PR #1501, opened 2026-08-25
docs: document multiple-file Vale input for doc-style

### LINKED ISSUE #730: Document how to pass multiple files to Vale
This is a continuation of https://github.com/ansys/actions/issues/432, in particular of  this comment:

```console
      - name: "Install jq"
        run: |
          # Used to format Vale input as a JSON-formatted list of files
          sudo apt install -y jq

      - name: "Collect desired files"
        run: |
          # Find all .rst files excluding those in doc/source/api/
          RST_FILES=$(find doc/source -type f -name "*.rst" ! -path "doc/source/api/*")

          # Find all .py files inside the examples/ directory, excluding those with an underscore
          PY_FILES=$(find examples -type f -name "*.py" ! -name "*_*")

          # Combine both file lists and convert them to a JSON array
          # TODO: include Python files too. See Vale issue
          # https://github.com/errata-ai/vale/issues/858
          # VALE_FILES=$(echo -e "$RST_FILES\n$PY_FILES" | jq -R . | jq -s .)
          VALE_FILES=$(echo -e "$RST_FILES" | jq -R . | jq -s .)
          echo "VALE_FILES=$(echo $VALE_FILES)" >> $GITHUB_ENV
```

jorgepiloto:
This updates the `doc-style` action docs to show how to lint an explicit list of files with Vale.

- Clarifies that the `files` input accepts either a directory path or a JSON-formatted array of file paths.
- Adds a `doc-style-multiple-files.yml` example that builds a JSON file list with `jq` and passes it through `env.VALE_FILES`.

Closes #730.

### DIFF
--- a/.github/workflows/ci_cd_pr.yml
+++ b/.github/workflows/ci_cd_pr.yml
@@ -166,9 +166,26 @@ jobs:
         with:
           persist-credentials: false
 
+      - name: "Collect files for Vale as JSON"
+        id: collect-vale-files
+        shell: bash
+        run: |
+          python - <<'PY' >> "${GITHUB_OUTPUT}"
+          import json
+          from pathlib import Path
+
+          files = sorted(
+              str(path)
+              for path in Path("doc/source").rglob("*.rst")
+              if not path.is_relative_to("doc/source/api")
+          )
+          print(f"vale_files={json.dumps(files)}")
+          PY
+
       - uses: ./doc-style
         with:
           token: ${{ secrets.GITHUB_TOKEN }}
+          files: ${{ steps.collect-vale-files.outputs.vale_files }}
           checkout: false
 
   doc-build:
--- a/doc/source/style-actions/examples/doc-style-multiple-files.yml
+++ b/doc/source/style-actions/examples/doc-style-multiple-files.yml
@@ -5,19 +5,23 @@ doc-style:
     contents: read
     pull-requests: write
   steps:
+    - name: "Install Git and clone project"
+      uses: actions/checkout@v6
+
     - name: "Install jq"
       run: |
         # Used to format Vale input as a JSON-formatted list of files
         sudo apt install -y jq
 
     - name: "Collect files for Vale"
+      id: collect-files
       run: |
         RST_FILES=$(find doc/source -type f -name "*.rst" ! -path "doc/source/api/*")
         VALE_FILES=$(echo -e "$RST_FILES" | jq -R . | jq -s .)
-        echo "VALE_FILES=$(echo "$VALE_FILES")" >> "$GITHUB_ENV"
+        echo "VALE_FILES=$(echo "$VALE_FILES")" >> "${GITHUB_OUTPUT}"
 
     - name: "Running documentation style checks"
       uses: ansys/actions/doc-style@{{ version }}
       with:
         token: ${{ '{{ secrets.GITHUB_TOKEN }}' }}
-        files: ${{ '{{ env.VALE_FILES }}' }}
+        files: ${{ '{{ steps.collect-files.outputs.VALE_FILES }}' }}
--- a/doc/source/style-actions/examples/doc-style-multiple-files.yml
+++ b/doc/source/style-actions/examples/doc-style-multiple-files.yml
@@ -14,11 +14,20 @@ doc-style:
         sudo apt install -y jq
 
     - name: "Collect files for Vale"
-      id: collect-files
-      run: |
-        RST_FILES=$(find doc/source -type f -name "*.rst" ! -path "doc/source/api/*")
-        VALE_FILES=$(echo -e "$RST_FILES" | jq -R . | jq -s .)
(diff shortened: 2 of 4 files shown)


RobPasMue (approved):
Nice example!

SMoraisAnsys (approved):

doc/source/style-actions/examples/doc-style-multiple-files.yml
```diff
@@ -0,0 +1,23 @@
...
+  permissions:
+    contents: read
+    pull-requests: write
+  steps:
+    - name: "Install jq"
+      run: |
+        # Used to format Vale input as a JSON-formatted list of files
+        sudo apt install -y jq
+
+    - name: "Collect files for Vale"
```
moe-ad, line 16: There should be a checkout step before this, otherwise this step would fail.

doc/source/style-actions/examples/doc-style-multiple-files.yml
```diff
@@ -0,0 +1,23 @@
...
+      run: |
+        RST_FILES=$(find doc/source -type f -name "*.rst" ! -path "doc/source/api/*")
+        VALE_FILES=$(echo -e "$RST_FILES" | jq -R . | jq -s .)
+        echo "VALE_FILES=$(echo "$VALE_FILES")" >> "$GITHUB_ENV"
```
moe-ad: The example should reflect current best practice. Write to GITHUB_OUTPUT instead and update the next step correspondingly.

moe-ad (commented):
Thanks for this @jorgepiloto. I left a few comments.

Also can we test this just to make sure it works? I know we have faced issues in the past concerning passing json-formatted data to nested action calls. We can simply extend the [existing ci test](https://github.com/ansys/actions/blob/0a1dfcd67e28c5434e835d320bed184fc6913bcf/.github/workflows/ci_cd_pr.yml#L159) as a minimum.

moe-ad (changes requested):
I am requesting changes just to make sure we don't mistakenly merge given the existing approvals.

moe-ad (approved):

doc/source/style-actions/examples/doc-style-multiple-files.yml
```diff
@@ -0,0 +1,27 @@
...
+      run: |
+        # Used to format Vale input as a JSON-formatted list of files
+        sudo apt install -y jq
+
+    - name: "Collect files for Vale"
+      id: collect-files
+      run: |
+        RST_FILES=$(find doc/source -type f -name "*.rst" ! -path "doc/source/api/*")
+        VALE_FILES=$(echo -e "$RST_FILES" | jq -R . | jq -s .)
+        echo "VALE_FILES=$(echo "$VALE_FILES")" >> "${GITHUB_OUTPUT}"
```
moe-ad:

++++++

- _EXERCISE DESCRIPTION_: Please transcribe the listing in its entirety, exactly.

- _PROBLEM SOLUTION_:
PR #1501, opened 2026-08-25
docs: document multiple-file Vale input for doc-style

### LINKED ISSUE #730: Document how to pass multiple files to Vale
This is a continuation of https://github.com/ansys/actions/issues/432, in particular of  this comment:

```console
      - name: "Install jq"
        run: |
          # Used to format Vale input as a JSON-formatted list of files
          sudo apt install -y jq

      - name: "Collect desired files"
        run: |
          # Find all .rst files excluding those in doc/source/api/
          RST_FILES=$(find doc/source -type f -name "*.rst" ! -path "doc/source/api/*")

          # Find all .py files inside the examples/ directory, excluding those with an underscore
          PY_FILES=$(find examples -type f -name "*.py" ! -name "*_*")

          # Combine both file lists and convert them to a JSON array
          # TODO: include Python files too. See Vale issue
          # https://github.com/errata-ai/vale/issues/858
          # VALE_FILES=$(echo -e "$RST_FILES\n$PY_FILES" | jq -R . | jq -s .)
          VALE_FILES=$(echo -e "$RST_FILES" | jq -R . | jq -s .)
          echo "VALE_FILES=$(echo $VALE_FILES)" >> $GITHUB_ENV
```

jorgepiloto:
This updates the `doc-style` action docs to show how to lint an explicit list of files with Vale.

- Clarifies that the `files` input accepts either a directory path or a JSON-formatted array of file paths.
- Adds a `doc-style-multiple-files.yml` example that builds a JSON file list with `jq` and passes it through `env.VALE_FILES`.

Closes #730.

### DIFF
--- a/.github/workflows/ci_cd_pr.yml
+++ b/.github/workflows/ci_cd_pr.yml
@@ -166,9 +166,26 @@ jobs:
         with:
           persist-credentials: false
 
+      - name: "Collect files for Vale as JSON"
+        id: collect-vale-files
+        shell: bash
+        run: |
+          python - <<'PY' >> "${GITHUB_OUTPUT}"
+          import json
+          from pathlib import Path
+
+          files = sorted(
+              str(path)
+              for path in Path("doc/source").rglob("*.rst")
+              if not path.is_relative_to("doc/source/api")
+          )
+          print(f"vale_files={json.dumps(files)}")
+          PY
+
       - uses: ./doc-style
         with:
           token: ${{ secrets.GITHUB_TOKEN }}
+          files: ${{ steps.collect-vale-files.outputs.vale_files }}
           checkout: false
 
   doc-build:
--- a/doc/source/style-actions/examples/doc-style-multiple-files.yml
+++ b/doc/source/style-actions/examples/doc-style-multiple-files.yml
@@ -5,19 +5,23 @@ doc-style:
     contents: read
     pull-requests: write
   steps:
+    - name: "Install Git and clone project"
+      uses: actions/checkout@v6
+
     - name: "Install jq"
       run: |
         # Used to format Vale input as a JSON-formatted list of files
         sudo apt install -y jq
 
     - name: "Collect files for Vale"
+      id: collect-files
       run: |
         RST_FILES=$(find doc/source -type f -name "*.rst" ! -path "doc/source/api/*")
         VALE_FILES=$(echo -e "$RST_FILES" | jq -R . | jq -s .)
-        echo "VALE_FILES=$(echo "$VALE_FILES")" >> "$GITHUB_ENV"
+        echo "VALE_FILES=$(echo "$VALE_FILES")" >> "${GITHUB_OUTPUT}"
 
     - name: "Running documentation style checks"
       uses: ansys/actions/doc-style@{{ version }}
       with:
         token: ${{ '{{ secrets.GITHUB_TOKEN }}' }}
-        files: ${{ '{{ env.VALE_FILES }}' }}
+        files: ${{ '{{ steps.collect-files.outputs.VALE_FILES }}' }}
--- a/doc/source/style-actions/examples/doc-style-multiple-files.yml
+++ b/doc/source/style-actions/examples/doc-style-multiple-files.yml
@@ -14,11 +14,20 @@ doc-style:
         sudo apt install -y jq
 
     - name: "Collect files for Vale"
-      id: collect-files
-      run: |
-        RST_FILES=$(find doc/source -type f -name "*.rst" ! -path "doc/source/api/*")
-        VALE_FILES=$(echo -e "$RST_FILES" | jq -R . | jq -s .)
(diff shortened: 2 of 4 files shown)


RobPasMue (approved):
Nice example!

SMoraisAnsys (approved):

doc/source/style-actions/examples/doc-style-multiple-files.yml
```diff
@@ -0,0 +1,23 @@
...
+  permissions:
+    contents: read
+    pull-requests: write
+  steps:
+    - name: "Install jq"
+      run: |
+        # Used to format Vale input as a JSON-formatted list of files
+        sudo apt install -y jq
+
+    - name: "Collect files for Vale"
```
moe-ad, line 16: There should be a checkout step before this, otherwise this step would fail.

doc/source/style-actions/examples/doc-style-multiple-files.yml
```diff
@@ -0,0 +1,23 @@
...
+      run: |
+        RST_FILES=$(find doc/source -type f -name "*.rst" ! -path "doc/source/api/*")
+        VALE_FILES=$(echo -e "$RST_FILES" | jq -R . | jq -s .)
+        echo "VALE_FILES=$(echo "$VALE_FILES")" >> "$GITHUB_ENV"
```
moe-ad: The example should reflect current best practice. Write to GITHUB_OUTPUT instead and update the next step correspondingly.

moe-ad (commented):
Thanks for this @jorgepiloto. I left a few comments.

Also can we test this just to make sure it works? I know we have faced issues in the past concerning passing json-formatted data to nested action calls. We can simply extend the [existing ci test](https://github.com/ansys/actions/blob/0a1dfcd67e28c5434e835d320bed184fc6913bcf/.github/workflows/ci_cd_pr.yml#L159) as a minimum.

moe-ad (changes requested):
I am requesting changes just to make sure we don't mistakenly merge given the existing approvals.

moe-ad (approved):

doc/source/style-actions/examples/doc-style-multiple-files.yml
```diff
@@ -0,0 +1,27 @@
...
+      run: |
+        # Used to format Vale input as a JSON-formatted list of files
+        sudo apt install -y jq
+
+    - name: "Collect files for Vale"
+      id: collect-files
+      run: |
+        RST_FILES=$(find doc/source -type f -name "*.rst" ! -path "doc/source/api/*")
+        VALE_FILES=$(echo -e "$RST_FILES" | jq -R . | jq -s .)
+        echo "VALE_FILES=$(echo "$VALE_FILES")" >> "${GITHUB_OUTPUT}"
```
moe-ad:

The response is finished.